* **TRY IT**:
What lines below include the word "changes"? Copy each one.

* **ENTRIES SHOWN**:

---------------

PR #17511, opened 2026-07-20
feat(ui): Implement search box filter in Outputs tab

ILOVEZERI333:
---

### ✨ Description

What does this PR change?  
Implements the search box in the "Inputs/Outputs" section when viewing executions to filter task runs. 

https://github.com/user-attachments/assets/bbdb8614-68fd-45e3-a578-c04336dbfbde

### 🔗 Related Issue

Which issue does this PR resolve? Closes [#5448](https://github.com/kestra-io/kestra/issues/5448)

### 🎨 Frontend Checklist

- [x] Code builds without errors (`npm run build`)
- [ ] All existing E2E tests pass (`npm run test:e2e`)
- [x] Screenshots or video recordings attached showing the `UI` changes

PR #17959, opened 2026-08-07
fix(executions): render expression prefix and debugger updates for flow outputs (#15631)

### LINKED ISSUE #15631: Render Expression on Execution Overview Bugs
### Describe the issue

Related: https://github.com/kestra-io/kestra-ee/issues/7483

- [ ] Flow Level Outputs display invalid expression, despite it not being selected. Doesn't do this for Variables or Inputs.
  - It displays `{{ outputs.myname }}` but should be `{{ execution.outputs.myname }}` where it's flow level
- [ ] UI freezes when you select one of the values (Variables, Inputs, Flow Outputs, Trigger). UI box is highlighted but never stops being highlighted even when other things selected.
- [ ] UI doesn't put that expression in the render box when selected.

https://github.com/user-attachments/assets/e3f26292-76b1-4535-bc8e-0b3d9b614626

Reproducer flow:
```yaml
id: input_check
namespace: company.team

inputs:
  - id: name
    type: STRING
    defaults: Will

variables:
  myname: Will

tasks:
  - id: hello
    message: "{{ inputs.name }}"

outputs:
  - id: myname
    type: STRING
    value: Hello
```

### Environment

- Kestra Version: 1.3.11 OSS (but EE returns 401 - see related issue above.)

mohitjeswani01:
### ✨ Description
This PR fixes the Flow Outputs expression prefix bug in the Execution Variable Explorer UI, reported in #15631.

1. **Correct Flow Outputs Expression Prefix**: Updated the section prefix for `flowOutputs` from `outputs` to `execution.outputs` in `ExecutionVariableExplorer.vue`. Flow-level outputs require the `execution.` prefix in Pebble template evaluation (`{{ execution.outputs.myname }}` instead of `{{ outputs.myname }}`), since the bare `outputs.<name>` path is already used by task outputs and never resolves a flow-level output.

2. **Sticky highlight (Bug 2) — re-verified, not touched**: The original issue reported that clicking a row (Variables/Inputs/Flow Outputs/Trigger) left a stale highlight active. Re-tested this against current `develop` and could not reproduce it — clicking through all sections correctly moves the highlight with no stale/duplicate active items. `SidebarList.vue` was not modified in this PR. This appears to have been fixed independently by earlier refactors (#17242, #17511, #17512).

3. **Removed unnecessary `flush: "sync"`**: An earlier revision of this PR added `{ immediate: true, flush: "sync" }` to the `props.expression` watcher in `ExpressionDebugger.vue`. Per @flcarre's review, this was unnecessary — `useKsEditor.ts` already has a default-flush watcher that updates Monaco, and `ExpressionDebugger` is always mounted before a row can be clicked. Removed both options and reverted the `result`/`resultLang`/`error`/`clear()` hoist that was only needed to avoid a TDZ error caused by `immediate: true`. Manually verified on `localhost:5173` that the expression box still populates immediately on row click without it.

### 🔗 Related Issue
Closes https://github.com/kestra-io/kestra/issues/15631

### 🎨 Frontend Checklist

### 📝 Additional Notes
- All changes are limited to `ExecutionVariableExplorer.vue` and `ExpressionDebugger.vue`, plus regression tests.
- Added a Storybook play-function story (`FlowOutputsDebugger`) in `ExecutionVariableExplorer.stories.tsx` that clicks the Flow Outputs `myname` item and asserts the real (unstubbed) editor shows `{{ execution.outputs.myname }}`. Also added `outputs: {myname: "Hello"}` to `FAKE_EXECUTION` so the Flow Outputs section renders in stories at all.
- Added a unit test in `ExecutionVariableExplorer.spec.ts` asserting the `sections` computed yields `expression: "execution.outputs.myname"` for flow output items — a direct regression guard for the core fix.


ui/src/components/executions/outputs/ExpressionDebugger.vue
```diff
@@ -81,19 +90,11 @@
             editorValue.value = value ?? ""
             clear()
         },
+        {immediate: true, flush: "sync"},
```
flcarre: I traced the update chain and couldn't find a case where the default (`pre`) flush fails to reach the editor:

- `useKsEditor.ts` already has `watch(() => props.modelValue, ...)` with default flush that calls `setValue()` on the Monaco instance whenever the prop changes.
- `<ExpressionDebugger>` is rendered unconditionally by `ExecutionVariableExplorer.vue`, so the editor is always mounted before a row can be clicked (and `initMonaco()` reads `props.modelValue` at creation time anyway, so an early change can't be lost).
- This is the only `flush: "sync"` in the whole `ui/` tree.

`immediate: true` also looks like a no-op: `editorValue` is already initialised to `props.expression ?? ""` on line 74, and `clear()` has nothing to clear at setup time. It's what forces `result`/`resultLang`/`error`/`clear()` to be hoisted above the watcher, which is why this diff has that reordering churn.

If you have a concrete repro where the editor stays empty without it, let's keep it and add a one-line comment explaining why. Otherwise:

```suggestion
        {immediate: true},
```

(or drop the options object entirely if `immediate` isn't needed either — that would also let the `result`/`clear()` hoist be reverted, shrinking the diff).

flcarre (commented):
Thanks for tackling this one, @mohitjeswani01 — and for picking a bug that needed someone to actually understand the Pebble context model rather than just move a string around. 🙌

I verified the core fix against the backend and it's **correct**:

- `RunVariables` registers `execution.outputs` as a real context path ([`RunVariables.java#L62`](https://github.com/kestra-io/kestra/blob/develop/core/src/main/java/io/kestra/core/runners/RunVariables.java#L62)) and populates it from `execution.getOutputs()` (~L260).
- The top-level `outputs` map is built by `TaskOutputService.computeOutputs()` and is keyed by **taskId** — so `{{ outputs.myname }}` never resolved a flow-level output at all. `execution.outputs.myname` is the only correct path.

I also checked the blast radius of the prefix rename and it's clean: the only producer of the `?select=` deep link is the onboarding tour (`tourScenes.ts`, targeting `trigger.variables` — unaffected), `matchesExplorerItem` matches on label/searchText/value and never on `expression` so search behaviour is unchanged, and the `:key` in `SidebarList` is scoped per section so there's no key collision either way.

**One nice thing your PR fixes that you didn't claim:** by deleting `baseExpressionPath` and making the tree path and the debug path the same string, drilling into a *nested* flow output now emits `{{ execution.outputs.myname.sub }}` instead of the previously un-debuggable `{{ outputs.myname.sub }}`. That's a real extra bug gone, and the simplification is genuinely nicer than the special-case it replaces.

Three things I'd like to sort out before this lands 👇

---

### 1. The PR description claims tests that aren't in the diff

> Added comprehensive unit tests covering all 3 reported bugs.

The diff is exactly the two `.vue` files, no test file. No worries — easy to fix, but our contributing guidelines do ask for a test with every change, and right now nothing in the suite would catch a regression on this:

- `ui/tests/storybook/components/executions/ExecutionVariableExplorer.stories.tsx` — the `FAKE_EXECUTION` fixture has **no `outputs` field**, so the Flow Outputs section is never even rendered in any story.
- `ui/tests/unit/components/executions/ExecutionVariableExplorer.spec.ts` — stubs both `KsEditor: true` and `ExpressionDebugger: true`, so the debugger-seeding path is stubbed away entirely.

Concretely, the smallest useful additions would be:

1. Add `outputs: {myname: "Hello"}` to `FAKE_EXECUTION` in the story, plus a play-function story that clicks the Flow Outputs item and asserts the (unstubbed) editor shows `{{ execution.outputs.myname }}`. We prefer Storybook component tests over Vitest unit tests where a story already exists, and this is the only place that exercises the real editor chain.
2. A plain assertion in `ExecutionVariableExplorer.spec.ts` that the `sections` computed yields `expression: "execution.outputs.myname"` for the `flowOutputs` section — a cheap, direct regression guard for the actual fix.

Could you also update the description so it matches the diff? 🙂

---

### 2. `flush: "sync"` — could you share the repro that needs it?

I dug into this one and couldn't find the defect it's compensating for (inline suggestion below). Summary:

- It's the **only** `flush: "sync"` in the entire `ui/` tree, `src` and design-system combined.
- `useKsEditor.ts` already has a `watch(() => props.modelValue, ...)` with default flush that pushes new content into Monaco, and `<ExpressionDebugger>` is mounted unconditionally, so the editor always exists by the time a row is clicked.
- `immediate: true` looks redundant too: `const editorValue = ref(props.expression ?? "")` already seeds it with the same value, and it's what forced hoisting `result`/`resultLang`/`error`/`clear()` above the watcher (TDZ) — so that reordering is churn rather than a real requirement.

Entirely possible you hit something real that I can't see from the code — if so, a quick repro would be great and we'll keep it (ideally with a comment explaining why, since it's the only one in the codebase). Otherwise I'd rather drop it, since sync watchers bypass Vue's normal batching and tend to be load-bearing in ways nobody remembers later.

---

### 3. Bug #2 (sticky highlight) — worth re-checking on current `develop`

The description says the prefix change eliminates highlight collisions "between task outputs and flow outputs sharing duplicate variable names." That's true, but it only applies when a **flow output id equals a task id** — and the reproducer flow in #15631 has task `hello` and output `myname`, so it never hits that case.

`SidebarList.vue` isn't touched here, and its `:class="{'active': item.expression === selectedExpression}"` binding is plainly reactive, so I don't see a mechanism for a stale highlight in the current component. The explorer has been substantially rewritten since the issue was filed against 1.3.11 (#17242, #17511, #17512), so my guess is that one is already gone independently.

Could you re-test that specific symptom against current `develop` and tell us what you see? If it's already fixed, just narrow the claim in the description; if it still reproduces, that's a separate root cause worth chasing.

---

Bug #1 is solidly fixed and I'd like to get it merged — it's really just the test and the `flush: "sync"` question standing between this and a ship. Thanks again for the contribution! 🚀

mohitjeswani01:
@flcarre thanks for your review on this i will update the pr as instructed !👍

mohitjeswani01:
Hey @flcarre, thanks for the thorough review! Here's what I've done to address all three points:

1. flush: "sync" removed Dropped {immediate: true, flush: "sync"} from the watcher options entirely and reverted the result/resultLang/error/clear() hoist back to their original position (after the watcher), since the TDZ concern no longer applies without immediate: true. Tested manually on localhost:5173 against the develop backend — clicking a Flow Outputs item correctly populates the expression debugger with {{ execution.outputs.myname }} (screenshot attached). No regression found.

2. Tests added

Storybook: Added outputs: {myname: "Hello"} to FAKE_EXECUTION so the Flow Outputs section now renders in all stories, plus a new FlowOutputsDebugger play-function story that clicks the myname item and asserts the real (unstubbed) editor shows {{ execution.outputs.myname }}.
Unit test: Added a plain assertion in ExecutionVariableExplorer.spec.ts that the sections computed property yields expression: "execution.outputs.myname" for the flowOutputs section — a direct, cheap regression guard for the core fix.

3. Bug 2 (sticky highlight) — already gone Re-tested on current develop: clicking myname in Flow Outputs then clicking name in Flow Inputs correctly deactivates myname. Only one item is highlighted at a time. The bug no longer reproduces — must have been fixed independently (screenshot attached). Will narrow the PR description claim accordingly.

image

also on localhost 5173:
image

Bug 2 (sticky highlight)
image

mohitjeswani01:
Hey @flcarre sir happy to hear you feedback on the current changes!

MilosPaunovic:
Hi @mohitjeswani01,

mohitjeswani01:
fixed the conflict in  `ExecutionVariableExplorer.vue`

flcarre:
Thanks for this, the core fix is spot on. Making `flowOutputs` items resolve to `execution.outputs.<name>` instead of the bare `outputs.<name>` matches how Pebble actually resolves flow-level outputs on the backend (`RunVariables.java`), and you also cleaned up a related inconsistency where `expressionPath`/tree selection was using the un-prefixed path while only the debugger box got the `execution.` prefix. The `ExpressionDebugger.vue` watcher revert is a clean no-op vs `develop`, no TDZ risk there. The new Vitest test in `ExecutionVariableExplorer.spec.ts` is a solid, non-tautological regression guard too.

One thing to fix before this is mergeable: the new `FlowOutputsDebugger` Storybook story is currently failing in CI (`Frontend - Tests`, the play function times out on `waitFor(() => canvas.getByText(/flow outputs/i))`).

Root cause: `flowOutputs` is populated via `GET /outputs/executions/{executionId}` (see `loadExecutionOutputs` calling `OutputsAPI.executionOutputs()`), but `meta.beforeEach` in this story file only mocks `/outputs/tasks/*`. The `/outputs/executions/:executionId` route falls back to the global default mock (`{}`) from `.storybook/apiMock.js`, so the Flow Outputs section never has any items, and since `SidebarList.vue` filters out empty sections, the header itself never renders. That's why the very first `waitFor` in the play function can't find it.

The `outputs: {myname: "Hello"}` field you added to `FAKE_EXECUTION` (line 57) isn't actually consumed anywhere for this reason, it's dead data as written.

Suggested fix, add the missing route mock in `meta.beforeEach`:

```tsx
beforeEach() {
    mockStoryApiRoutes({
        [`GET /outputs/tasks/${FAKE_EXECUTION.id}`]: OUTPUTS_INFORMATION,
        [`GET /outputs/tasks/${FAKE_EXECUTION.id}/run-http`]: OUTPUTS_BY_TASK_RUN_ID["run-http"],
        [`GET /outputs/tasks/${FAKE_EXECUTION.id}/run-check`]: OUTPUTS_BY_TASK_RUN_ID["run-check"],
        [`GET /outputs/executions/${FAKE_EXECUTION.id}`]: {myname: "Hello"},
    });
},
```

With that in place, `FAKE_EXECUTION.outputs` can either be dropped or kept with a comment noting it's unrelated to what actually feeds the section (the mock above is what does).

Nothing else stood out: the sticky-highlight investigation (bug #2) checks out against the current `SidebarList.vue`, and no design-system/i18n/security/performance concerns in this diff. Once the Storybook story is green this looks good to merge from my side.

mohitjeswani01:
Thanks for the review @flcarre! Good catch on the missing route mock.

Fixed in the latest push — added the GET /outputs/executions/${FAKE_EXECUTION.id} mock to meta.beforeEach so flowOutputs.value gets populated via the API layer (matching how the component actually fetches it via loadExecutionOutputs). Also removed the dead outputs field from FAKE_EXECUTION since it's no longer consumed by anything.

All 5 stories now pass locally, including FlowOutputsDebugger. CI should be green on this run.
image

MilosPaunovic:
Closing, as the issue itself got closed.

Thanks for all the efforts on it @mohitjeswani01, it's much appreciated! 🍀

---------------

* **TASK OUTPUT**:
- [x] Screenshots or video recordings attached showing the `UI` changes
- All changes are limited to `ExecutionVariableExplorer.vue` and `ExpressionDebugger.vue`, plus regression tests.
- `useKsEditor.ts` already has `watch(() => props.modelValue, ...)` with default flush that calls `setValue()` on the Monaco instance whenever the prop changes.
Hey @flcarre sir happy to hear you feedback on the current changes!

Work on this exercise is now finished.